Again dealing with adultery, Dekalog 9 is about the marriage of a man who has just been diagnosed with sexual impotence—his wife has an affair, he spies on her, she breaks off with the young lover only to discover that her husband is standing in the wardrobe watching. I thought, the wife was wrong to cheat on her husband, but it’s not right for him to follow her and listen to her phone calls either. Their trust is broken, they both lie to each other. Then I realised that I was the one that judged, I was the one that condemned. Kieslowski doesn’t.
In previous episodes, there’s a woman that loves 2 men at the same time, a young woman that has incestuous feelings for her father, a teenage girl that has a relationship with her teacher, a man that leaves his family at home on Christmas Eve to go with his former lover... Now in Dekalog 9, we see distrust and an intrusion on privacy, but also see pain, humiliation and feeling of inadequacy; we see a betrayal and moral lapse but also see love, repentance and wish for redemption.

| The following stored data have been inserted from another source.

PR #1793, opened 2022-11-10
Define haskell-mode-hook before haskell-mode

### LINKED ISSUE #1480: haskell-mode-hook customizations are lost
Customizations to the variable `haskell-mode-hook` are lost (reset to nil) after haskell-mode is first loaded.

1. Add, e.g., `'(haskell-mode-hook '(haskell-indent-mode interactive-haskell-mode intero-mode))` to `custom-set-variables`.
2. Restart Emacs.
3. `(find-file "something.hs")`
4. `(describe-variable 'haskell-mode-hook)` and its value will be nil.

blucoat:
If `define-derived-mode haskell-mode` comes before `defcustom haskell-mode-hook`, custom will report `haskell-mode-hook` as being changed outside of customize.  This prevents customizations from taking effect.  Swapping the order of definitions fixes this.

Fixes #1480.  Note that what @phil-s mentioned in that issue about clobbering the docstring is not a problem since Emacs 26.1, thanks to [this commit](https://git.savannah.gnu.org/cgit/emacs.git/commit/?id=3e7ebbe1bd5d33476190c789d17e4dd2d5f1bdfb), so I didn't bother with the workaround he suggested.

### DIFF
--- a/haskell-mode.el
+++ b/haskell-mode.el
@@ -743,6 +743,26 @@ Prefix ARG is handled as per `delete-indentation'."
       (funcall #'electric-pair-default-inhibit ch)))
 
 ;; The main mode functions
+(defcustom haskell-mode-hook '(haskell-indentation-mode interactive-haskell-mode)
+  "List of functions to run after `haskell-mode' is enabled.
+
+Use to enable minor modes coming with `haskell-mode' or run an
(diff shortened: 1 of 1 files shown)


purcell:
Thanks!

PR #1797, opened 2022-11-24
add optional single-line-p in haskell-process-show-repl-response

Inc0n:
With `SINGLE-LINE-P` as nil, it echos the response as is.  This allows the response to remain multi lined, which is better for error reponses.


purcell:
This isn't an interactive command, so it's not clear to me who would actually call this function with that new additional parameter. What am I missing?

purcell:
Great, thanks for confirming.

PR #1799, opened 2023-01-19
Fix permanent haskell-doc mode.

ErnestKz:
The `eldoc-documentation-function` is turned on regardless if `haskell-doc-mode` is on or off, and it is hard to find a way to disable it.

`haskell-doc-mode` still works as intended, and actually turns off the eldoc popup when the mode is disabled.

### DIFF
--- a/haskell-mode.el
+++ b/haskell-mode.el
@@ -832,8 +832,6 @@ Minor modes that work well with `haskell-mode':
   (setq-local parse-sexp-ignore-comments nil)
   (setq-local syntax-propertize-function #'haskell-syntax-propertize)
 
-  ;; Set things up for eldoc-mode.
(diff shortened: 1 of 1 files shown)


purcell:
Thanks @ErnestKz! `haskell-doc-mode` was a bit overengineered so I've put together an alternative approach in #1802 — would you mind taking a look?

purcell:
Replaced by #1802

ErnestKz:
Thank you for the tidy up. I had a look, but didn't have enough of an understanding to give an informed opinion. So I planned to have a deeper look later.

Though I'm sure you know what you are doing, so I'm happy that you merged your clean up sooner than later.

purcell:
Super, thanks for the feedback, and prompting these changes!

PR #989, opened 2021-03-19
Fix ClickHouse FORMAT JSON application and LIMIT syntax parsing

rickbergfalk:
* Prevents `FORMAT JSON` from being added to `INSERT` statements
* Updates `sql-limiter` version that brings support for ClickHouse's `LIMIT <offset_number>,<limit_number>` syntax

FYI @dengc367

### DIFF
--- a/server/drivers/clickhouse/index.js
+++ b/server/drivers/clickhouse/index.js
@@ -49,7 +49,7 @@ async function runQuery(query, connection) {
   // NOTE - sql limiter may need to support ClickHouse's "LIMIT <offset>,<limit>" syntax
   // If a SQLPad users use that syntax, the sql-limiter will use the offset integer as limit integer.
   // This could potentially produce unexpected results
-  const limitedQuery = sqlLimiter.limit(query, ['limit'], maxRowsPlusOne);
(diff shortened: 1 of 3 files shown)


server/drivers/clickhouse/index.js
```diff
@@ -70,7 +70,21 @@ async function runQuery(query, connection) {
...
   });
 
-  rows = await clickhouse.query(limitedQuery + ' FORMAT JSON').toPromise();
+  // clickhouse package will append ' FORMAT JSON' to certain queries,
+  // but does not handle CTEs WITH... SELECT.
+  // This borrows from approach used in package:
+  // https://github.com/TimonKK/clickhouse/blob/9dea3c0c3e4f3e2fe64e59dad762f1db044bf9bf/index.js#L479
+  // This is a bit naive but should cover most cases
+  if (
+    limitedQuery.trim().match(/^(with|select|show|exists)/i) &&
```
dengc367, line 79: ref: Issue #990 , this line means the sql need start with `with|select|show|exists`, but when I comment the first line, the error occurs.

dengc367: It is resolved.

PR #995, opened 2021-03-31
Add support authentication for presto, allow https for presto

maitrungduc1410:
- support authentication for Presto
- Allow user to input `http` or `https` for Presto `host`

### DIFF
--- a/server/drivers/presto/_presto.js
+++ b/server/drivers/presto/_presto.js
@@ -10,7 +10,10 @@ function wait(ms) {
 
 // Get Presto headers from config
 function getHeaders(config) {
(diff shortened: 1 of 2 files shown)


dengc367 (approved):

dengc367:
@maitrungduc1410 the Presto url need the http/https protocol. I add the checkbox to check http/https option in Presto connection form, and fix the Presto url bug. you can check and the test it. #997

maitrungduc1410:
@dengc367 , I think it doesn’t need, user takes responsibility to ensure the hostname is correct, and if any error during connection it’ll print out and the user can know. This provide user flexibility when inputing db host

PR #1031, opened 2021-06-22
odbc support in docker container

JstDust:
This adds ODBC to the main Dockerfile where you can use `--build-arg "ODBC_ENABLED=true"` to build an image with odbc support.
This also adds support for dynamic scripts in `/etc/docker-entrypoint.d` where any sh file is executed before the main sqlpad server allowing others to inject scripts without altering sqlpad entrypoint.

Warning: This changes the base image from alpine to debian buster (node:lts-buster-slim).
This also upgrades to node to lts (node 14) (as recommended by node to use latest LTS for production or in this case the docker images)

The reason to change the base image to `lts-buster-slim` is the common incompatibility with `libc` in `alpine`. Many 3th party odbc providers only provide pre-build binaries see as an example `oracle-odbc-image` and those are generally not compatible with musl-libc. 

NOTE: Do not attempt to provide pre-build docker images for oracle or other 3th party drivers on docker hub you may end in a license hell. And the provided example for oracle is only intended as demo for the changes made to the main Dockerfile

### DIFF
--- a/Dockerfile
+++ b/Dockerfile
@@ -1,12 +1,18 @@
 # Need to remote into this image and debug some flow? 
 # docker run -it --rm node:12.22.1-alpine3.12 /bin/ash
-FROM node:12.22.1-alpine3.12 AS build
-
-RUN apk add --update --no-cache \
-    python3 \
-    make \
-    g++
-
+FROM node:lts-buster AS build
+ARG ODBC_ENABLED=false
+RUN apt-get update && apt-get install -y \
+    python3 make g++ python3-dev  \
+    && ( \
+        if [ "$ODBC_ENABLED" = "true" ] ; \
+        then \
+         echo "Installing ODBC build dependencies." 1>&2 ;\
+         apt-get install -y unixodbc-dev ;\
+         npm install -g node-gyp ;\
+        fi\
+       ) \
+    && rm -rf /var/lib/apt/lists/*
 RUN npm config set python /usr/bin/python3
 
 WORKDIR /sqlpad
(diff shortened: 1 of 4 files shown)


rickbergfalk (approved):
Thanks for this too! Especially the example and comments.

hrbu:
@rickbergfalk  I'm not that familar with odbc connections. Please could you provide an example for a connection string I can use in the sqlpad dialog: 

grafik

JstDust:
@hrbu I'm not using DSN, i'm using DBQ. DSN is used when you populate /etc/odbc.ini and create data sources that are system static. Using DSN's with sqlpad i.m.o. is a bad choice since it locks you to that one config. Using DBQ instead, allows you to use multiple connections to the same service with different credentials without editing the container each time using DBQ only requires you to alter the setup if your connected systems change. 

So connection string `Driver={Oracle 21 ODBC driver};DBQ=name_of_service_in_tnsnames`

And schema:
```
SELECT OWNER as table_schema, TABLE_NAME as table_name, COLUMN_NAME as column_name, DATA_TYPE as data_type FROM SYS.ALL_TAB_COLUMNS WHERE OWNER != 'SYS' and OWNER != 'SYSTEM' and OWNER != 'AUDSYS'
```
For full documentation on the options please check oracle's documentation, https://docs.oracle.com/en/database/oracle/oracle-database/12.2/adfns/odbc-driver.html#GUID-618B141E-DD46-4907-99C2-486E801CA878

hrbu:
@JstDust So now the connection string and credentials are accepted. But when testing the connection I finally got the following error `[Oracle][ODBC][Ora]ORA-00923: FROM keyword not found where expected` with the following log output
`{"level":50,"time":"2021-09-01T07:33:51.172Z","pid":1,"hostname":"8c836a660d69","name":"sqlpad-app","odbcErrors":[{"state":"HY000","code":923,"message":"[Oracle][ODBC][Ora]ORA-00923: FROM keyword not found where expected\n"}],"stack":"Error: [odbc] Error executing the sql statement","type":"Error","msg":"[odbc] Error executing the sql statement"}`

## My Container Config
grafik

## My SqlPad Test & Result
grafik

JstDust:
@hrbu Sorry for the late response, I just ignore the test, the reason that the test does not work and the reason it will fail with a lot of drivers is because the default test query used against the odbc driver is not compatible with the DB see [source](https://github.com/sqlpad/sqlpad/blob/master/server/drivers/unixodbc/index.js#L79). With the schema query you should be able to just save and list the schema as verification. There is sadly no good test query that would work on all odbc back-ends so no point of loosing sleep over that test. I considered using the schema query as the test but, the size of that query can be extreme, and may also have security related issues (some db's require permissions for schema stuff)

PR #1032, opened 2021-06-28
Added fixes for OIDC illegal redirects.

JstDust:
As commented in the code this fixes redirect issues in the OIDC login flow.

First it makes sure it does not redirect twice when error or user unavailable and does not call `logIn` in those cases anymore.

If you run sqlpad on a fqdn without a subpath (`baseUrl`) chrome and some other browsers did fail on the illegal header value for `location` header. Simply redirecting to `/`  if `baseUrl` is empty, has the desired effect of letting the user properly open sqlpad without refreshing the browser manually.

NOTE: for some unknown reason only on firefox after the illegal redirect is received it did after a few seconds do a redirect to '/'. But i could not find the origin of that redirect event (maybe firefox does this as a recovery feature for invalid response headers???).

### DIFF
--- a/server/routes/auth-oidc.js
+++ b/server/routes/auth-oidc.js
@@ -23,15 +23,24 @@ function handleOidcCallback(req, res, next) {
     if (err) {
       appLog.debug(JSON.stringify(err));
       res.redirect(`${baseUrl}/signin`);
+      return;
     }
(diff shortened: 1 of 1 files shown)


rickbergfalk:
Thanks again @JstDust!

PR #1036, opened 2021-07-15
Render markdown hyperlinks in columns

stephenpascoe:
We need to render hyperlinks in the query table of our sqlpad instance.  Our solution is to detect the standard markdown hyperlink syntax `[description](url)` as a hyperlink.  It would be great if this could be merged upstream to aid our maintenance.

### DIFF
--- a/client/src/common/QueryResultDataTable.tsx
+++ b/client/src/common/QueryResultDataTable.tsx
@@ -47,6 +47,17 @@ const renderValue = (input: any, column: StatementColumn) => {
       </a>
     );
   } else {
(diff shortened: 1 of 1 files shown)


dengc367:
thanks you for your first PR,  @stephenpascoe, can you give us one screenshot of the query result what look like it is.

dengc367 (approved):

stephenpascoe:
Screen Shot 2021-07-24 at 15 54 58

Screenshot shows links to wikipedia generated from a table.  Each cell in the results is hyperlinked.

PR #1037, opened 2021-07-20
Qol/small qol fixes

JstDust:
A bunch of fixes, these were done because i got some user feedback after some use, some are QOL some are UI bug fixes.

- UI BUGs: see "fix search history" & "bug squashing" commits.
- Altered client schema loading to sort schema and tables on name (case insensitive), note: not columns because order can be relevant there
- Fixed issue that all was expanded by default by making a explicit true check on the 'expanded[row.id]', note: it was not consistently always expended or collapsed not sure how that can happen maybe some object pollution with something else then true | false | undefined? (maybe this object should just be a 'Set<string>' instead)
- Altered the schema search to actually search schemas as well if matched tables search is skipped on that schema. and removed schemas that don't yield tables from the table search this helps with dbs with lots of schemas.
- Compression added to the schema's route, this was done because i had a schemas request that was 30-40 mb response, adding the compression resulted in a transfer of only 3.5 mb see commit 'Reduce schema load bottleneck.'.


dengc367 (dismissed):

rickbergfalk:
Thanks for this @JstDust and for reviewing @dengc367!

It seems tests are failing because of package-lock changes. I have been holding off using npm 7 but I suppose its inevitable and I should embrace it. Will see if I can get tests passing before merge.

server/package-lock.json
```diff
@@ -1,8 +1,8441 @@
 {
   "name": "sqlpad",
   "version": "6.7.1",
-  "lockfileVersion": 1,
+  "lockfileVersion": 2,
```
rickbergfalk, line 4: @JstDust Would it be possible to revert this lockfileVersion 2 change and keep it lockfileVersion 1? This might require installing npm 6 temporarily. If this is problematic I can pull into another branch, make changes, then merge.

server/routes/connection-schema.js
```diff
@@ -42,8 +43,17 @@ async function getConnectionSchema(req, res) {
...
 }
 
+// compression is added here becasue a big database server can have huge amount
+// of metadata and since this is not retrieved schema by schema 20mb+ would easily be possible in plain/text
+// on slow connections where a LB does not compress this can be a big bottleneck.
+// better would be to expand this router to provide:
+// - '/api/connections/:connectionId/schema_names' to get all schema names
+// - '/api/connections/:connectionId/schema/:schemaName' to get tables of a schema
+// - '/api/connections/:connectionId/schema/:schemaName/:tableName' to get column information of a schema table
+// and then deprecate the current '/api/connections/:connectionId/schema'
```
rickbergfalk, line 53: While this would be better for smaller API responses, this would not be compatible with autocomplete unfortunately, as autocomplete requires knowledge of the full schema today. Could you either remove this portion of the comment or add a clarification about autocomplete?

rickbergfalk (changes requested):

server/routes/connection-schema.js
JstDust: Hi for now i have removed the comment from the code since adding it there without proper design was not a good plan, sorry for the confusion. 

My though behind that was not alter the clients ability to load the schema. Only the way it is retrieved, currently it is an all or nothing approach this limits the users feedback on what is happening. I do not mind that all is loaded but it should be done with a lot more user feedback. (e.g. a proper loader)
- 'Retrieving schema names....'
- 'Retrieving tables/columns for schema x/x columns retrieved x' << update as data loading promises are completed.
- Show tree

An other advantage of this staged approach is timeout of the client request is less likely to happen due to long wait or abort due to impatient user refreshing the page.

Also the current setup caches the schema flat this is something that could be more structured. Instead of a plain cache it should be considered to load the entire schema into the backend database of sqlpad. Since each driver could provide a different way of loading the data (and be potentially very time consuming) but every driver always presents it the same way. This would allow for searching and loading of schemas to happen against the backend-database that can be indexed. e.g. a tables structure like:
```
connection_schema_version {
 id,
 connection_id,
 timestamp
}
connection_schema (
 connection_schema_version_id,
 schema_name,
 table_name,
 column_name,
 column_type
)
```
The forced refresh can then load a new version and once completed can delete the old version.

server/package-lock.json
JstDust: @rickbergfalk done

rickbergfalk (approved):
Thanks for the changes @JstDust!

Kieslowski doesn’t condemn.
As a writer/ director, Kieslowski has the qualities that I admire in 19th century Russian writers: the subtlety and ambiguity; the moral seriousness; the exploration of people’s relationships, their inner lives, complexity and self-contradictions; the nonjudgmental attitude; the humanity, tenderness and understanding for human weaknesses; the celebration of life and its unknowability; the hopeful and uplifting note at the end, etc.
From Bilge Ebiri’s review:
“Kieslowski stood, at the end of the 1980s, in a decaying authoritarian state and presented to us a vision in which God, the law, and socialism all came up empty. And just think about it: He had the gall to make a film about the Ten Commandments that refused to judge anyone, even allowing the worst murderer moments of grace. In fact, maybe we’ve been thinking about it all wrong. Maybe Dekalog is not about the Ten Commandments, but a response to them — and to the very idea of law and judgment and top-down morality. To the ironclad dicta of absolutism in all its forms, the director responds with a love that passes understanding.”